■ Description of the task:
Your task is to filter the entries and copy every line containing the string "without".

■ Material shown:

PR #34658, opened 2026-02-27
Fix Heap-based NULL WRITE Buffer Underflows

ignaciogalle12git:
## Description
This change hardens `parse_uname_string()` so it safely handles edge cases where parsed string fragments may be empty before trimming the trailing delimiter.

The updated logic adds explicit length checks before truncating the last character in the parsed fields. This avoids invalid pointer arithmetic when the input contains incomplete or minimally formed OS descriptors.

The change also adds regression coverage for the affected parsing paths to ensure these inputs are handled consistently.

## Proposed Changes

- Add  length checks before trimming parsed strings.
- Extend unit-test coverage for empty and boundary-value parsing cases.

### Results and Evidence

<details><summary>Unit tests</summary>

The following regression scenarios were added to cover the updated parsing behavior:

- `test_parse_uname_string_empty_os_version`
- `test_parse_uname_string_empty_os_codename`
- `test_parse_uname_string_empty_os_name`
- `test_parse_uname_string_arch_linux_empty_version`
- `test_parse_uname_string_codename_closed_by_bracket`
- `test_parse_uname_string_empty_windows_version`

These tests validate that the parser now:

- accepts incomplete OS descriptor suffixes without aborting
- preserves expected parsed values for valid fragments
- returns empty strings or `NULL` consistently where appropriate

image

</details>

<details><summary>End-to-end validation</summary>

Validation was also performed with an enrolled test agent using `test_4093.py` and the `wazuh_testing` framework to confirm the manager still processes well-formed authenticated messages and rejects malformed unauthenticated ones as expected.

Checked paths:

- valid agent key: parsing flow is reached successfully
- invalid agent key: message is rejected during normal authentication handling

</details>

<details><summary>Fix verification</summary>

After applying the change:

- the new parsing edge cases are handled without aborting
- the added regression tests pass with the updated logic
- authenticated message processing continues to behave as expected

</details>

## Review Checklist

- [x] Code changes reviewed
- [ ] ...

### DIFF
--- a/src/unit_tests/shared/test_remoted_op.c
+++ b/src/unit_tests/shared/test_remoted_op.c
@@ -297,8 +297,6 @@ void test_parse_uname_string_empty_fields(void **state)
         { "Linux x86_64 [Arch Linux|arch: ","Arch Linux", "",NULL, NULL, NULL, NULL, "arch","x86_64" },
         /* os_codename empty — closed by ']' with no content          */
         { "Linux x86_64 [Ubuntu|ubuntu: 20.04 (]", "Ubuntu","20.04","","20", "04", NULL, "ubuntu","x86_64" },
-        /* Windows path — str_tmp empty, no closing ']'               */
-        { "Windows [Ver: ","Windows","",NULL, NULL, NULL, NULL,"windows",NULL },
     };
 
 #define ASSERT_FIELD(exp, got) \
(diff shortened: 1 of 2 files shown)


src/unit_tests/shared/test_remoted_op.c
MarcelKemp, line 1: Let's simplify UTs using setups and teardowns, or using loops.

■ Result for this exercise:
- accepts incomplete OS descriptor suffixes without aborting
- the new parsing edge cases are handled without aborting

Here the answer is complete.